# [Collected data]
......
Issue #2488, opened 2025-11-28
Bump minimal Python version to 3.10


diego-plan9:
**What is the expected feature or enhancement?**

With Python 3.9 reaching EOL, and Qiskit dropping support [recently](https://github.com/Qiskit/qiskit/issues/15139), the package should follow suit:
* bump minimal versions declared in `pyproject.toml`
* update workflows to run on 3.10
* general sanity check (mypy / tox / docs)

**Acceptance criteria**

The package enforces 3.10 as the minimal supported Python version, and the tooling reflects it.

PR #2491, opened 2025-12-01
Bump mypy to 3.10-fully-compatible version, use pyproject.toml

diego-plan9:
### Summary

As part of having Python 3.10 as the default version, bump `mypy` to the latest version, to ensure that it is fully compatible with 3.10 syntax. This paves the way towards making the annotations in the codebase follow 3.10 type hint practices (as having and older `mypy` version prevents doing so):
* bump the required version to `1.19.0`
* fix or silence the new errors (using ample usage of `# type: ignore`)
* revise the configuration (new option added, non-supported option removed)
* move the configuration to `pyproject.toml` to unify (as well as the `coverage` configuration), dropping `setup.cfg`

### Details and comments

Related to #2488

### DIFF
--- a/pyproject.toml
+++ b/pyproject.toml
@@ -131,7 +131,7 @@ issues = "https://github.com/Qiskit/qiskit-ibm-runtime/issues"
 [project.optional-dependencies]
 
 common = [
-    "mypy==0.931",
+    "mypy==1.19.0",
     "pylint==3.0.0",
     "pproxy==2.7.8",
     "nbqa==1.5.3",


ElePT (approved):
LGTM. The type-ignores are not ideal but I consider them the lesser evil here.

qiskit_ibm_runtime/transpiler/passes/scheduling/block_base_padder.py
```diff
@@ -72,12 +72,12 @@ def __init__(
         target: Optional[Target] = None,
     ) -> None:
 
-        self._node_start_time = None
-        self._node_block_dags = None
+        self._node_start_time: Optional[Dict[DAGNode, Tuple[int, int]]] = None
+        self._node_block_dags: Optional[Dict[DAGNode, DAGCircuit]] = None
```
yaelbh, line 76: Note that each node is assigned one start time and one block dag, but one variable is called `_node_start_time` in singular (makes sense - a single start time per node) and the other variables is called `_node_block_dags` in plural (makes sense - all the nodes together have multiple block dags).

qiskit_ibm_runtime/utils/circuit_schedule.py
```diff
@@ -70,7 +70,7 @@ def __init__(
         """
         self.channels: List = None
         self.type_to_idx: Dict[str, int] = None
-        self.circuit_scheduling = None
+        self.circuit_scheduling: np.array = None
```
yaelbh, line 73:
```suggestion
        self.circuit_scheduling: np.array | None = None
```

yaelbh: `mypy` didn't complain because `strict_optional` is set to `false`.

pyproject.toml
```diff
@@ -52,6 +52,29 @@ write_to = "qiskit_ibm_runtime/VERSION.txt"
...
+warn_redundant_casts = true
+warn_unreachable = true
+strict_equality = true
+disallow_untyped_calls = true
+disallow_untyped_defs = true
+disallow_incomplete_defs = true
+strict_optional = false
+show_error_codes = true
+no_site_packages = true
+disable_error_code = "import-untyped"
```
yaelbh, line 68: I understand that these flags were copied from the other file, still I suggest to revisit the relaxations of `ignore_missing_imports`, `strict_optional`, and `disable_error_code` (this last one was not present in the original file).

diego-plan9: `disable_error_code` was needed to silence some new `mypy` warnings due to not including [library stubs](https://mypy.readthedocs.io/en/stable/running_mypy.html#missing-library-stubs-or-py-typed-marker) - I placed the focus on keeping this PR lean and opting for the simplest approach in general.

I agree with revising the `mypy` approach overall eventually (trimming down the number of ignores, re-evaluating the options, and deciding if the project is to use typing in a more comprehensive way), but I see it as something less critical and for the future.

qiskit_ibm_runtime/transpiler/passes/scheduling/block_base_padder.py
diego-plan9: I'll double check as part of the upcoming PR: I reused the definition from its usages.

Issue #2479, opened 2025-11-18
Improve tests for NoiseLearnerV3


SamFerracin:
**Acceptance criteria**

- [ ] Improve coverage, ensuring that the most relevant parts of NLV3 and related features are covered by a unit tests.
- [ ] Write e2e tests.

yaelbh:
Cover:
- [ ] The files under `qiskit_ibm_runtime/noise_learner_v3`.
- [ ] `options/noise_learner_v3_options.py` and `options/post_selection_options.py`.

yaelbh:
Updated list of files to test:
- [x] `qiskit_ibm_runtime/noise_learner_v3/converters`
- [x] `qiskit_ibm_runtime/noise_learner_v3/find_learning_protocol.py`
- [ ] `qiskit_ibm_runtime/noise_learner_v3/noise_learner_v3_decoders.py`
- [ ] `qiskit_ibm_runtime/noise_learner_v3/noise_learner_v3_result.py`
- [ ] `qiskit_ibm_runtime/noise_learner_v3/noise_learner_v3.py`
- [x] `qiskit_ibm_runtime/noise_learner_v3/validation.py`
- [ ] `qiskit_ibm_runtime/quantum_program/converters.py`
- [ ] `qiskit_ibm_runtime/quantum_program/quantum_program_result.py`
- [ ] `qiskit_ibm_runtime/quantum_program/quantum_program_decoders.py`
- [ ] `qiskit_ibm_runtime/quantum_program/quantum_program.py`
- [ ] `qiskit_ibm_runtime/executor.py`
- [ ] `qiskit_ibm_runtime/utils/executor_result_decoder.py`
- [ ] `qiskit_ibm_runtime/options/executor_options.py`
- [ ] `qiskit_ibm_runtime/options/noise_learner_v3_options.py`
- [ ] `qiskit_ibm_runtime/options/post_selection_options.py`

PR #2496, opened 2025-12-04
[executor-preview] Tests for validation of NLV3

yaelbh:
### Summary

Part of #2479.
Tests for the functions in the file `qiskit_ibm_runtime/noise_learner_v3/validation`.

### DIFF
--- a/test/unit/noise_learner_v3/test_validation.py
+++ b/test/unit/noise_learner_v3/test_validation.py
@@ -48,6 +48,8 @@ class TestValidation(IBMTestCase):
         circuit = QuantumCircuit(target.num_qubits)
         with circuit.box(annotations=[Twirl()]):
             circuit.cx(0, 1)
+        with circuit.box(annotations=[Twirl()]):
+            circuit.measure_all()
 
         validate_instruction(circuit.data[0], target)
         validate_instruction(circuit.data[1], target)


yaelbh:
Ready for review. Note that the PR contains a bug fix.

test/unit/noise_learner_v3/test_find_learning_protocol.py
```diff
@@ -23,7 +23,7 @@
 
 
 class TestConverters(IBMTestCase):
```
SamFerracin:
```suggestion
class TestFindLearningProtocol(IBMTestCase):
```

test/unit/noise_learner_v3/test_validation.py
```diff
@@ -0,0 +1,109 @@
...
+            n_qubits=1e100,
+            basis_gates=["rx"],
+            gates=[],
+            local=False,
+            simulator=False,
+            conditional=True,
+            open_pulse=False,
+            memory=True,
+            coupling_map=[],
+        )
```
SamFerracin: Why not passing `FakeAlgiers.configuration()`?

test/unit/noise_learner_v3/test_validation.py
```diff
@@ -0,0 +1,109 @@
...
+        validate_options(options=options, configuration=configuration)
+
+        options.post_selection = {"enable": False, "x_pulse_type": "xslow"}
+        validate_options(options=options, configuration=configuration)
+
+        options.post_selection = {"enable": True, "x_pulse_type": "xslow"}
+        with self.assertRaisesRegex(ValueError, "xslow"):
+            validate_options(options=options, configuration=configuration)
+
+    def test_validate_instruction(self):
```
SamFerracin: This is a big test function with many assert. In general, I prefer breaking big test functions into many smaller test functions with asserts targeting a single concern, for example:
- `test_validate_instruction_passes_when_options_valid`
- `test_validate_instruction_without_twirl_raises`
- `test_validate_instruction_without_box_raises`
- ...

The benefit is that if we make a change that invalidate one of these asserts, we immediately get a hint of what caused the break by reading the name(s) of the broken tests, as opposed to having to dig through

SamFerracin (commented):
Thanks! A couple of small comments

test/unit/noise_learner_v3/test_validation.py
yaelbh: 260f9126

test/unit/noise_learner_v3/test_validation.py
yaelbh: Please check the solution of using `subTest` (2340427b).

PR #2498, opened 2025-12-08
[executor-preview]  Test noise_learner_v3.py

yaelbh:
### Summary

Part of #2479.
Tests for the functions in the file `qiskit_ibm_runtime/noise_learner_v3/noise_learner_v3.py`.

### DIFF
--- a/qiskit_ibm_runtime/noise_learner_v3/noise_learner_v3.py
+++ b/qiskit_ibm_runtime/noise_learner_v3/noise_learner_v3.py
@@ -82,9 +82,10 @@ class NoiseLearnerV3:
         ):
             self._options.experimental = {}
 
-        self._session, self._service, self._backend = get_mode_service_backend(  # type: ignore[assignment]
+        self._session, self._service, self._backend = get_mode_service_backend(
             mode
-        )
+        )  # type: ignore[assignment]
+
         if isinstance(self._service, QiskitRuntimeLocalService):  # type: ignore[unreachable]
             raise ValueError("``NoiseLearnerV3`` is currently not supported in local mode.")
 


test/unit/noise_learner_v3/test_noise_learner_v3.py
......
# [Problem]
With "SamFerracin" as the string to find, copy every line of the records that holds it.

# [Written response]
SamFerracin:
SamFerracin:
SamFerracin: Why not passing `FakeAlgiers.configuration()`?
SamFerracin: This is a big test function with many assert. In general, I prefer breaking big test functions into many smaller test functions with asserts targeting a single concern, for example:
SamFerracin (commented):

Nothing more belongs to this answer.